First of all, although it will not change the order of your time-complexity, you can still narrow down the list of numbers that you are checking by a factor of 6, since you only need to check numbers that are either equal to 1 mod 12
or equal to 5 mod 12
(such as [1,5], [13,17], [25,29], [37,41], etc).
Since you only need to count the primes which are sum of squares of two numbers, the order doesn't matter. Therefore, you can change range(a,b+1)

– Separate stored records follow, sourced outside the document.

PR #514, opened 2022-02-25
Remove weak pointer handling from Dartino heap.

erikcorry:
Finalizers are rather different in Toit, so this code
is not useful.


kasperl (approved):
Looks good to me.

PR #515, opened 2022-02-25
Remove ScavengeVisitor.

erikcorry:
This class was only used for single-space heaps.
We will be using only two-space generational heaps.


floitsch (commented):
LGTM.

PR #516, opened 2022-02-25
Adapt CloneInToSpace from Dartino to Toit.

erikcorry:


src/objects.h
```diff
@@ -215,6 +215,10 @@ class HeapObject : public Object {
     return HeapObject::cast(_at(HEADER_OFFSET));
   }
 
+  INLINE void set_forwarding_address(HeapObject* destination) {
+    _at_put(HEADER_OFFSET, destination);
```
floitsch, line 219: Add a comment to the `HEADER_OFFSET` explaining that it can contain the forward address.

floitsch (approved):
LGTM.

PR #517, opened 2022-02-25
Add a debug artifact.

floitsch:


floitsch:
We have seen some flakes with an external test not seeing its packages.
This PR starts to add debug information so we can narrow it down.

erikcorry (approved):

PR #519, opened 2022-02-25
Merge Heap and TwoSpaceHeap.

erikcorry:
We only have two-space heaps so no need to
have this difference with lots of virtual
methods.  Merges the classes, but doesn't
move code around yet because that would make
the CL unreadable.  (There's still a non-Dartino
class called Heap that needs to be merged.)


floitsch (approved):
LGTM.

PR #520, opened 2022-02-25
Rename space_ to semi_space_.

erikcorry:
Also rearranges TwoSpaceHeap so it has a more
conventional public-protected-private ordering.


floitsch (approved):
LGTM.

PR #524, opened 2022-02-28
Yield if Writer.write can't write everything

erikcorry:


floitsch (approved):
LGTM.

floitsch:
Alternatively, yielding when there is no progress (return 0) would also work.

PR #529, opened 2022-03-01
url.encode returns strings.

erikcorry:
The whole point of url.encode is that the result is
a normal string, and it's more convenient this way for
concatenating ?-& URLs.


floitsch (approved):
LGTM.

PR #554, opened 2022-03-09
Treat WSL paths as absolute.

floitsch:
This might also work for network drives.

### DIFF
--- a/src/compiler/filesystem_local_win.cc
+++ b/src/compiler/filesystem_local_win.cc
@@ -52,10 +52,16 @@ char FilesystemLocal::path_separator() {
 }
 
 char* FilesystemLocal::root(const char* path) {
-  char* result = new char[4];
-  memcpy(result, path, 3);
-  result[3] = '\0';
-  return result;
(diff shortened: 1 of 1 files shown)


src/compiler/filesystem_local_win.cc
```diff
@@ -42,18 +42,27 @@ bool FilesystemLocal::is_absolute(const char* path) {
   if (SourceManager::is_virtual_file(path)) return true;
   int length = strlen(path);
   if (length < 3) return false;
-  return path[1] == ':' && path[2] == PATH_SEPARATOR;
+  // Either "c:\" or "\\wsl$"
```
kasperl, line 45: You don't check for the `wsl$` part so the comment is a bit confusing for me.

kasperl (approved):
Looks good to me.

erikcorry (approved):

src/compiler/filesystem_local_win.cc
floitsch: Added better comments.

PR #561, opened 2022-03-11
Fix lost monitor notifications

kasperl:


lib/core/monitor_impl.toit
```diff
@@ -55,54 +56,67 @@ class __Monitor__:
...
+          // await condition. Without this check, we will be constantly re-evaluating
+          // conditions because evaluating any condition will lead to infinite evaluations
+          // of all other conditions. The state can change before the first evaluation
+          // of the await condition, so we take care of that.
+          resume_ --state_changed=first
+          first = false
+          // Check for task cancelation and timeout. We have to do this here because we may
+          // have been notified while evaluating the condition in which case it would be wrong
+          // to just block and wait for the next notification.
+          if is_non_critical and self.is_canceled_: throw CANCELED_ERROR
```
kasperl, line 87: This is changed in the loop.

lib/core/monitor_impl.toit
```diff
@@ -55,54 +56,67 @@ class __Monitor__:
...
+      is_non_critical ::= self.critical_count_ == 0
+      first := true
+      while true:
+        // Check for task cancelation and timeout.
+        if is_non_critical and self.is_canceled_: throw CANCELED_ERROR
+        if deadline and Time.monotonic_us >= deadline: return false
+        if not owner_:
+          // Re-take the lock.
+          owner_ = self
+          // Evaluate the condition. This is usually a quick operation, but it may take time
```
kasperl, line 69: Comment updated.

lib/core/monitor_impl.toit
```diff
@@ -55,54 +56,67 @@ class __Monitor__:
...
-      // Check for task timeout.
-      if deadline and Time.monotonic_us >= deadline: throw DEADLINE_EXCEEDED_ERROR
-      // If the monitor isn't owned by anyone at this point, we are ready
-      // to take it.
-      if not owner_: break
-      // Wait until notified. When we get back the monitor might be owned by
-      // someone else.
-      wait_ self
+    try:
+      while true:
```
kasperl, line 108: No logical changes in the loop body (minor reformatting and indentation due to try-finally).

lib/monitor.toit
```diff
@@ -246,13 +246,15 @@ monitor ResourceState_:
...
   notify_:
-    if not resource_: return
-    state := read_state_ group_ resource_
-    state_ |= state
-    // TODO(kasper): Only notify if we added new bits?
+    resource := resource_
+    if resource:
+      state := read_state_ group_ resource
+      state_ |= state
+    // Always call the super implementation to avoid getting
```
kasperl, line 256: This may not have been a real problem, because leaving the dispose call will notify waiters (state changed) and so anyone waiting for resource changes will be unblocked and the condition rechecked. However, it feels iffy to not let the super class know about the notification given that it is the super class that requested the timeout/cancelation notifications in the first place.

lib/core/task.toit
```diff
@@ -182,9 +182,33 @@ class Task_:
...
+    return Timer_
+
+  // Releasing a timer will make it available for reuse or close it if the
+  // single element cache is already filled.
+  release_timer_ timer/Timer_:
+    existing := timer_
+    if existing:
+      timer.close
+    else:
+      timer_ = timer
```
lask, line 211: I what cases would it happen that we release a timer and it is closed because another timer already exists?

Is it correctly understood that we only reuse the Timer object. We do not reuse the deadline?

tests/task_critical_region_test.toit
```diff
@@ -29,3 +30,14 @@ test_cancel_can_timeout:
       with_timeout --ms=1:
         critical_do:
           sleep --ms=10000
+
+test_deadline_in_critical:
+  with_timeout --ms=100:
+    expect_not_null task.deadline
+    critical_do:
+      expect_not_null task.deadline
```
lask, line 38: Maybe also add a test that the timeout triggers,
```
  expect_throw "DEADLINE_EXCEEDED": 
    with_timeout --ms=10:
      critical_do:
        while true: yield

File: tests/task_critical_region_test.toit [hunk 7]
```diff
@@ -29,3 +30,14 @@ test_cancel_can_timeout:
...
+
+  with_timeout --ms=100:
+    expect_not_null task.deadline
+    critical_do --no-respect_deadline:
+      expect_null task.deadline
```
lask, line 43: Maybe add a test that shows that the deadline doesn't trigger
```
Maybe also add a test that the timeout triggers,
```
  expect_no_throw:
    with_timeout --ms=10:
      critical_do:
        sleep --ms=50
```

Comment (lask) [inline tests/task_critical_region_test.toit:43]: Maybe add a test that shows that the deadline doesn't trigger
```
  expect_no_throw:
    with_timeout --ms=10:
      critical_do:
        sleep --ms=50
```

**Review by lask — COMMENTED** [review]
Some initial comments

File: lib/core/task.toit (hunk 5 above)
Comment (kasperl) [reply lib/core/task.toit:211]: If we end up calling acquire more than once before we start releasing. Stuff like this:

```
with_timer_:
  with_timer_:
    // do stuff
```

File: tests/task_critical_region_test.toit (hunk 6 above)
Comment (kasperl) [reply tests/task_critical_region_test.toit:38]: It should not. If it does it will throw.

File: tests/task_critical_region_test.toit (hunk 7 above)
Comment (kasperl) [reply tests/task_critical_region_test.toit:43]: Any unexpected exceptions make the tests fail, so we do check for this.

File: lib/core/utils.toit [hunk 8]
```diff
@@ -178,12 +178,18 @@ Within $block, the current task won't be interrupted by cancellation exceptions.
...
+  deadline/int? := null
   self.critical_count_++
+  if not respect_deadline:
+    deadline = self.deadline_
+    self.deadline_ = null
   try:
     block.call
   finally:
+    if not respect_deadline:
+      self.deadline_ = deadline
```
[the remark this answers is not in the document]
kasperl: Our intention is to only do block-structured changes to deadline. I think we do that correctly, so no.

tests/task_critical_region_test.toit
kasperl: Ah, you mean from within the critical region. I will try that.

tests/task_critical_region_test.toit
kasperl: I've added a different test case (with sleep) that triggers a timeout.

tests/task_critical_region_test.toit
kasperl: I've extended the testing with a case that sleeps longer than the timeout allows, but from within a critical region that doesn't respect deadlines.

kasperl: Done.

tests/task_critical_region_test.toit
```diff
@@ -0,0 +1,55 @@
...
+    critical_do:
+      expect_not_null task.deadline
+
+  expect_throw DEADLINE_EXCEEDED_ERROR:
+    with_timeout --ms=100:
+      expect_not_null task.deadline
+      critical_do:
+        sleep --ms=1000  // Deadline respected. Exception thrown!
+
+  with_timeout --ms=100:
```
floitsch, line 46: If the machine is very loaded, could this lead to a flaky test?

tests/task_critical_region_test.toit
```diff
@@ -0,0 +1,55 @@
...
+    expect_not_null task.deadline
+    critical_do --no-respect_deadline:
+      expect_null task.deadline
+
+  with_timeout --ms=100:
```
floitsch, line 51: Ditto: could this lead to a flaky test?

floitsch (approved):
LGTM.

tests/task_critical_region_test.toit
kasperl: Yeah, most of these timeout test have that problem. I have tried to tweak the parameters so it is very unlikely to happen in practice, but you're right.

tests/task_critical_region_test.toit
kasperl: Like above :)

PR #568, opened 2022-03-14
Improve error message for bad static accesses.

floitsch:
We treated `A.foo` as `(A).foo` and complained when `A` didn't have any
unnamed constructor. Now we report that we can't find any 'foo' static
or constructor.

### DIFF
--- a/src/compiler/resolver_method.cc
+++ b/src/compiler/resolver_method.cc
@@ -2609,7 +2609,10 @@ void MethodResolver::_visit_potential_call_dot(ast::Dot* ast_dot,
   // We know that this isn't a constructor call, as the `visit_potential_call` would have
   // caught that one.
   auto ast_receiver = ast_dot->receiver();
-  if (ast_receiver->is_Identifier() || scope()->is_prefixed_identifier(ast_receiver)) {
+  // If this is for the LSP just follow the normal path.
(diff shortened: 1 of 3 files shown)


src/compiler/resolver_method.cc
```diff
@@ -2602,6 +2602,28 @@ void MethodResolver::_visit_potential_call_identifier(ast::Node* ast_target,
...
+  // We know that this isn't a constructor call, as the `visit_potential_call` would have
+  // caught that one.
+  auto ast_receiver = ast_dot->receiver();
+  if (ast_receiver->is_Identifier() || scope()->is_prefixed_identifier(ast_receiver)) {
+    auto candidates = _compute_target_candidates(ast_receiver, scope());
+    if (!candidates.encountered_error &&
+        (candidates.klass != null && candidates.nodes.is_empty())) {
+      auto klass = candidates.klass;
+      auto class_interface = klass->is_interface() ? "Interface" : "Class";
+      report_error(ast_dot, "%s '%s' does not have any static member or constructor with name '%s'.",
```
kasperl, line 2618: Looks like the . at end is inconsistent with the "only has named constructors" case.

kasperl (approved):
Looks good to me.

src/compiler/resolver_method.cc
floitsch: done.

PR #578, opened 2022-03-18
Clarify which objects can be added to sets/maps

erikcorry:


lib/core/collections.toit
```diff
@@ -2177,7 +2177,22 @@ simple_rebuild_hash_index_ old_index index_ -> none:
...
+  that objects that test equal also have the same hash code.
+  However, objects that test unequal are not required to have
+  different hash codes: Hash code clashes are allowed, but should
+  be rare to maintain good performance.
+Strings and numbers fulfill these requirements and can be used as
+  keys in sets.
+Very small sets may not call the hash_code method, and therefore
+  very small sets may appear to work with keys that are missing
+  the method.  However, as soon as a they hit a certain size (currently
+  2) an error will be thrown.
```
floitsch, line 2194: I wonder if we should just call `hash_code`.

lib/core/collections.toit
```diff
@@ -2448,6 +2463,22 @@ class IdentitySet extends Set:
...
+  that objects that test equal also have the same hash code.
+  However, objects that test unequal are not required to have
+  different hash codes: Hash code clashes are allowed, but should
+  be rare to maintain good performance.
+Strings and numbers fulfill these requirements and can be used as
+  keys in maps.
+Very small maps may not call the hash_code method, and therefore
+  very small maps may appear to work with keys that are missing
+  the method.  However, as soon as a they hit a certain size (currently
+  2) an error will be thrown.
```
floitsch, line 2480: As before. I think we should just call `hash_code`.

floitsch (approved):
LGTM.

floitsch (approved):
Still LGTM.

PR #583, opened 2022-03-21
Mikkel i2s

erikcorry:
Copy of #530 so that we can run tests and commit.


mikkeldamsgaard:
I just pushed more changes to the remote i2s branch, for loading data to a predefined buffer and to fix the build error you just discovered

PR #585, opened 2022-03-22
Add hash_code to fonts

erikcorry:


lib/font/font.toit
```diff
@@ -40,10 +43,20 @@ class Font:
     // The primitive takes a small array (not a list) of byte arrays, so we
     // convert to that.
     array := create_array_ glyph_byte_data
+    hash_code = calculate_hash_code_ array
     proxy_ = font_get_nonbuiltin_ resource_freeing_module_ array
     add_finalizer this:: this.finalize_
 
-  constructor.protected_ .proxy_:
+  static calculate_hash_code_ array/Array_ -> int:
```
kasperl, line 50: Maybe I'm missing something, but why does it make sense to have a hash code that is based on the font bits if == is based on identity?

lib/font/font.toit
```diff
@@ -4,11 +4,15 @@
...
   proxy_ := ?
+  hash_code / int
+
+  static hash_code_counter_ := 1234
 
   proxy: return proxy_
 
   constructor.get font_name/string:
     proxy_ = font_get_ resource_freeing_module_ font_name
+    hash_code = hash_code_counter_++
```
kasperl, line 15: Can this be put as an initializer expression near the field instead?

kasperl (approved):
Looks good to me.

PR #588, opened 2022-03-22
ifdef out code that is not in the new GC

erikcorry:


src/heap.cc
```diff
@@ -51,17 +51,31 @@ class ScavengeScope : public Locker {
...
 Heap::Heap(Process* owner, Program* program, Block* initial_block)
     : RawHeap(owner)
     , _program(program) {
   if (initial_block == null) return;
   _blocks.append(initial_block);
 }
+#else
+Heap::Heap(Process* owner, Program* program)
+    : _program(program)
+    , _in_gc(false)
```
kasperl, line 64: I think you should use the field initializers for this.

kasperl (approved):
Looks good to me.

PR #591, opened 2022-03-23
Added support for reading to a user supplied buffer in i2s.

mikkeldamsgaard:


erikcorry:
Moved to #607 so the tests can be run.

PR #596, opened 2022-03-24
Bring over HeapObjectPointerVisitor from Dartino.

erikcorry:
This is just a small adapter class.

Also a bunch of compile fixes for the new GC - still doesn't
link.


floitsch (approved):
LGTM.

to range(1,b+1,12)+range(5,b+1,12)
.
Obviously, you can then remove the if n % 2 == 0 and n > 2
condition in function is_prime
, and in addition, change the if is_prime(i) and (i-1)%4 == 0
condition to if is_prime(i)
.
And finally, you can check the primality of each number by dividing it only with numbers that are adjacent to multiples of 6 (such as [5,7], [11,13], [17,19], [23,25], etc).
So you can change this:
range(3,int(math.sqrt(n))+1,2)
To this:
range(5,math.sqrt(n))+1,6)+range(7,math.sqrt(n))+1,6)
And you might as well calculate math.sqrt(n))+1
beforehand.
To summarize all this, here is how you can improve the overall performance of your program:
import math
def is_prime(n):
max = int(math.sqrt(n))+1
return all(n % i for i in range(5,max,6)+range(7,max,6))
count = 0
b = int(raw_input())
for i in range(1,b+1,12)+range(5,b+1,12):
if is_prime(i):
count += 1
print count
Please note that 1
is typically not regarded as prime, so you might want to print count-1
instead. On the other hand, 2
is not equal to 1 mod 4
, yet it is the sum of two squares, so you may leave it as is...